_What is expected_
Every record below should be printed exactly as it appears.

Given entries Start Marker

PR #2646, opened 2024-11-06
feat(torii): configutation file for all torii cli options

Larkooo:
## Summary by CodeRabbit

- **New Features**
	- Enhanced command-line argument handling with mandatory fields for world address and contracts.
	- Improved configuration management by merging command-line arguments with file configurations.
	- Introduced `EventProcessorConfig` to allow configuration-driven behavior in event processing.
	- Updated configuration format in `torii.toml` for defining contracts and historical events.

- **Bug Fixes**
	- Simplified configuration management by removing the `ToriiConfig` struct, enhancing overall application performance.

- **Chores**
	- Updated dependencies to include the `toml` and `clap_config` crates for better configuration handling.
	- Streamlined contract representation in tests by replacing `HashMap` with vectors of `Contract` structs.


crates/torii/core/src/processors/event_message.rs
```diff
@@ -72,7 +73,8 @@ where
         entity.deserialize(&mut keys_and_unpacked)?;
 
         // TODO: this must come from some torii's configuration.
-        let historical = false;
+        let historical =
```
glihm, line 76: To make it more effective, we should compute the selector when torii loads the configuration, like so we only have 1 felt to compare.

But not blocking at all and can be done later. 👍

glihm (approved):
Thank you @Larkooo for pushing on this.

We will be able to iterate, but the good thing is that it doesn't change the devX locally but enhance remote integrations.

Given entries End Marker

_Result for this task_
PR #2646, opened 2024-11-06
feat(torii): configutation file for all torii cli options

Larkooo:
## Summary by CodeRabbit

- **New Features**
	- Enhanced command-line argument handling with mandatory fields for world address and contracts.
	- Improved configuration management by merging command-line arguments with file configurations.
	- Introduced `EventProcessorConfig` to allow configuration-driven behavior in event processing.
	- Updated configuration format in `torii.toml` for defining contracts and historical events.

- **Bug Fixes**
	- Simplified configuration management by removing the `ToriiConfig` struct, enhancing overall application performance.

- **Chores**
	- Updated dependencies to include the `toml` and `clap_config` crates for better configuration handling.
	- Streamlined contract representation in tests by replacing `HashMap` with vectors of `Contract` structs.


crates/torii/core/src/processors/event_message.rs
```diff
@@ -72,7 +73,8 @@ where
         entity.deserialize(&mut keys_and_unpacked)?;
 
         // TODO: this must come from some torii's configuration.
-        let historical = false;
+        let historical =
```
glihm, line 76: To make it more effective, we should compute the selector when torii loads the configuration, like so we only have 1 felt to compare.

But not blocking at all and can be done later. 👍

glihm (approved):
Thank you @Larkooo for pushing on this.

We will be able to iterate, but the good thing is that it doesn't change the devX locally but enhance remote integrations.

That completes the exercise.